Skewed data also can occur as data is loaded into the fact tables. Another customer had a table that
used a partition number column as the partitioning key, over which data rows were distributed. The
original intent was to round-robin rows over the range of partition numbers during the load processing
each month. However, the actual distribution of values was less balanced, with some partitions holding
several times more values than other partitions. This situation meant that ESPs accessing a large range
within one partition delayed the processing for the entire query. This situation also caused an imbalance
in the system use because only a few processors and disks worked on the query while others became idle
within a short time.
The original design was based on distributing rows over a subset of data volumes, for example, one for
each processor. Other customers have used the same approach with fairly good results. The ideal way to
load the data is to distribute the data to be queried as evenly as possible across all processors, and
possibly across all partitions.
Opinions differ regarding whether the data should be distributed in striped sets (where each set consists
of one disk partition for each processor), or across all partitions for the table. One benefit of using all
partitions is that increasing the number of processors does not invalidate the original partitioning strategy.

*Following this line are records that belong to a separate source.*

PR #8197, opened 2025-06-02
fix(CY): fix CY wind and conventional column name when parsing html

BastienBigue:
## Issue

CY production data is dropped by feeder-electricity because oil is not parsed correctly anymore. It is also the case of wind. 
This is due to a change in the name of the mode values in the parsed html.

## Description

This PR fixes the mode names. 
I checked that it worked for both real-time and historical url. 

### Preview

Before fix : 
Screenshot 2025-06-02 at 10 39 08

After fix :  
Screenshot 2025-06-02 at 10 38 16

### Double check


VIKTORVAV99 (approved):
LGTM! 🎉

PR #8202, opened 2025-06-03
create NYISO grid alerts parser

alejandranavcas:
## Description

Creates parser for NYISO grid alerts

### Preview
Output from running `poetry run test_parser "US-NY-NYIS" gridAlerts`:

```
Parser result:
[{'alertType': <GridAlertType.undefined: 'undefined'>,
  'datetime': datetime.datetime(2025, 6, 4, 4, 0, tzinfo=zoneinfo.ZoneInfo(key='UTC')),
  'endTime': None,
  'issuedTime': datetime.datetime(2025, 6, 4, 4, 0, tzinfo=zoneinfo.ZoneInfo(key='UTC')),
  'locationRegion': None,
  'message': 'Start of day system state is NORMAL',
  'source': 'nyiso.com',
  'startTime': datetime.datetime(2025, 6, 4, 4, 0, tzinfo=zoneinfo.ZoneInfo(key='UTC')),
  'zoneKey': 'US-NY-NYIS'}]
---------------------
took 0.34s
min returned datetime: 2025-06-04 04:00:00+00:00 UTC
max returned datetime: 2025-06-04 04:00:00+00:00 UTC  :( >2h from now !!! (now=2025-06-04T09:36:32+00:00 UTC)
```

### Double check


silkeholmebonnen:
Do we want to fetch the grid alert if the state is normal? To me that does not seem like a "grid alert"

alejandranavcas:
> Do we want to fetch the grid alert if the state is normal? To me that does not seem like a "grid alert"

Fair point. I assume not, I'll change the code to only fetch when the status is different than "Normal"

parsers/US_NY.py
```diff
@@ -308,6 +313,73 @@ def fetch_consumption_forecast(
...
+    for _, notification in csv.iterrows():
+        # Parse and assign EDT timezone
+        dt_edt = datetime.strptime(
+            notification["Timestamp"], "%m/%d/%Y %H:%M:%S"
+        ).replace(tzinfo=TIMEZONE)
+        # Convert to UTC
+        dt_utc = dt_edt.astimezone(ZoneInfo("UTC"))
+
+        # Parse message
+        message = notification["Message"]
```
silkeholmebonnen, line 366: Do we want to trim the message so it does not contain the ** in the beginning and the end? 
If you run `poetry run test_parser US-NY-NYIS gridAlerts --target_datetime "2025-06-06"` you will see the ** in the message

silkeholmebonnen (approved):
LGTM!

Another advantage of using all partitions is that each partition is smaller than if the data were clustered
over a few partitions, and more of the partitions are likely to contain the requested data. If some
partitions are skipped because of skewed data, it is less likely that only a few ESPs will contribute to the
query.
Another common problem involving skewed data arises when the dimension data distribution is skewed
over the predicate column or columns. This problem is most apparent when the dimension is selected as
the outer table.
As the outer table, each ESP reads its partition to select qualifying rows. If most rows are clustered within a
single partition, one ESP has the majority of rows to process. This plan effectively degrades into a serial
plan.
The solution involves either indexing the dimension table (and the optimizer selecting a different plan) or
distributing the dimension rows to eliminate the clustering effect.
Addressing Problems in Large Tables
Large tables present unique challenges for performance optimization. These problems arise in several
ways:
• Access through non-key columns
• No use of access through a subset of the primary key and MDAM query technology
• Frequent access to detail data that is aggregated
• Joins between large tables
The first two problems can be addressed by creating secondary indexes on the tables. Refer to the
“Design guidelines and considerations” section of this document for additional considerations for
secondary indexes. Use the SQL/MX database runtime statistics (the DISPLAY STATISTICS command) and
DISPLAY_EXPLAIN output to determine whether secondary indexes would benefit query performance.
Consider creating a secondary index when the DISPLAY_EXPLAIN output indicates that a column
predicate having a low selectivity will result in a table scan and the runtime statistics indicate a large
difference between rows accessed and rows used.